By Eugene le Roux, FSAIRAC, and Eamonn Ryan
In the complex field of industrial production, where machinery hums and processes flow, the spectre of equipment failure looms large.

Eugene le Roux. © RACA Journal
While the exact moment a machine will falter remains elusive, it’s often possible to quantify the probability of its breakdown over a given period. The application and operating conditions of a machine significantly influence its reliability, making the approach to maintenance a critical strategic decision.
At one end of the maintenance spectrum lies the reactive approach: waiting for a failure to occur before acting.This ‘run-to-failure’ strategy, while seemingly simple, carries significant risks. When a machine breaks down, it often causes consequential damage, leading to more extensive repairs and increased costs. More critically, in production environments where processes are interdependent, the failure of a single machine can halt an entire production line, resulting in costly downtime, missed deadlines and a substantial loss of revenue.The inconvenience of unplanned downtime can far outweigh the perceived savings of delaying maintenance.
Moving beyond reactivity, predictive maintenance emerges as a more strategic alternative. This approach suggests replacing parts on all machines when the predicted probability of failure for those components reaches a predetermined threshold. The underlying philosophy is to proactively address potential failures before they materialise, thus preventing costly disruptions to production.

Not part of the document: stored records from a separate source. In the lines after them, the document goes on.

PR #13921, opened 2023-11-06
fix(api): teardown non-existing tip detector shouldn't raise an error

ahiuchingau:
# Overview
This PR fixes a few things that block a new tip detector from being built. 

1. we shouldn't raise a tip detector not found error when we're trying to tear down one that doesn't exist
2. `get_detector()` method doesn't return None actually
3. f-String log statement missing an "f"
4. rename test file so it's only being tested for ot3
5. delete obsolete files in `hardware/`


api/src/opentrons/hardware_control/backends/tip_presence_manager.py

While replacing parts before they demonstrably fail might seem expensive on the surface, the broader economic context often favours this strategy. In income-sensitive production environments, the luxury of uninterrupted operations can easily justify the cost of preemptive part replacement. By adhering to statistical predictions of component lifespan, businesses aim to minimise unexpected shutdowns, ensuring a smoother, more reliable production flow.This approach shifts the focus from managing breakdowns to managing risk based on anticipated wear and tear.

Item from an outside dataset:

PR #13923, opened 2023-11-06
feat(app): Update robots from USB flash drive

sfoster1:
This PR adds the ability to update a Flex's software from a USB flash drive inserted in the front (or I guess rear) port containing an update file. This closes a functionality gap where Flexes can be really hard to update with absolutely no app connectivity, given that the OT-2's fallback of "pull and reflash the SD card" isn't available.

Condition-based maintenance: monitoring for early warnings
Is there an even smarter way? Enter condition-based maintenance (CBM), an approach that offers a more nuanced and often more cost-effective solution than purely time-based predictive methods. CBM involves continuously monitoring the condition of specific parts or subsystems using various diagnostic techniques. This could include:
- Vibration analysis: Detecting unusual vibrations that indicate bearing wear or imbalance
- Flow measurement: Monitoring resistance to flow in fluid systems, hinting at blockages or pump issues
- Ultrasonic crack testing: Identifying hidden structural flaws before they propagate
- Infrared thermography: Detecting overheating in electrical components or mechanical parts
- Pressure and temperature monitoring: Spotting deviations from normal operating parameters
- Visual inspections: Observing physical wear, leaks, or damage
By collecting and analysing this data, maintenance teams can receive early warnings of impending failures, providing sufficient time to continue production until a convenient window for maintenance opens.This allows for scheduled interventions, minimising sudden disruptions.The acceptable deviation from normal system behaviour for each parameter can be meticulously set by weighing the potential impact of failure against the remaining time before it’s likely to occur. In the absence of formal deviation values, starting with heuristic (rule-of-thumb) values and refining them over time through experience and data analysis is a pragmatic approach.

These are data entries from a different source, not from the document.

PR #13927, opened 2023-11-06
fix(app): fix calibration copy, 96 wizard attach title

smb2268:
fix RQA-1866, RQA-1767

# Overview

Fix two 96-channel bugs:
1. Title of 96-channel attach wizard changes to "Detach and attach 96-channel" after attachment
2. Robot settings calibration item mount listed as "left" instead of "both"

# Test Plan

1. Attach a 96-channel pipette with an empty gantry, see that for the duration of the wizard flow the title remains "Attach 96-Channel Pipette"
2. Once the pipette is attached and calibrated, go to robot settings/calibration on desktop and see that under "Mount" you now see "Both"

# Changelog
Memoize "isGantryEmpty" variable so it doesn't become `false` after 96-pipette is attached and update mount to say "both" when 96 channel is attached

# Review requests
Look over code and test plan

# Risk assessment
Low


koji (approved):
The changes look good to me.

The monitoring process in CBM can be significantly enhanced through automation, with data observed and analysed at a central point. This integration allows for a holistic view of the plant’s health, combining probabilities from multiple interdependent machines. Such an integrated approach can lead to substantial savings in both cost and time, as maintenance efforts are precisely targeted where and when they are most needed. This intelligent, data-driven strategy is often referred to as preventative maintenance (though some definitions distinguish CBM as a subset of preventative maintenance, or a more advanced form).
Beyond addressing specific component conditions, a truly robust maintenance strategy should also incorporate periodic holistic checks of the entire plant. While individual component monitoring might flag impending failures, systemic inefficiencies can creep in over time without triggering specific failure alerts. Control parameters might drift, or inter- machine dependencies might lead to suboptimal performance without a clear breakdown. Regular, comprehensive assessments ensure that the entire plant remains ‘tuned’ optimally, operating at peak efficiency rather than merely avoiding catastrophic failure. This proactive tuning can uncover creeping inefficiencies, preventing subtle but significant performance degradations that might otherwise go unnoticed, ultimately ensuring sustained productivity and profitability.
In conclusion, effective maintenance is not a one-size-fits-all solution. By understanding the nuances of reactive, predictive and condition-based approaches, and by embracing holistic checks and automation, industrial facilities can move beyond simply reacting to breakdowns. They can instead cultivate a proactive, data-driven maintenance culture that prioritises uptime, optimises costs and sustains peak operational performance.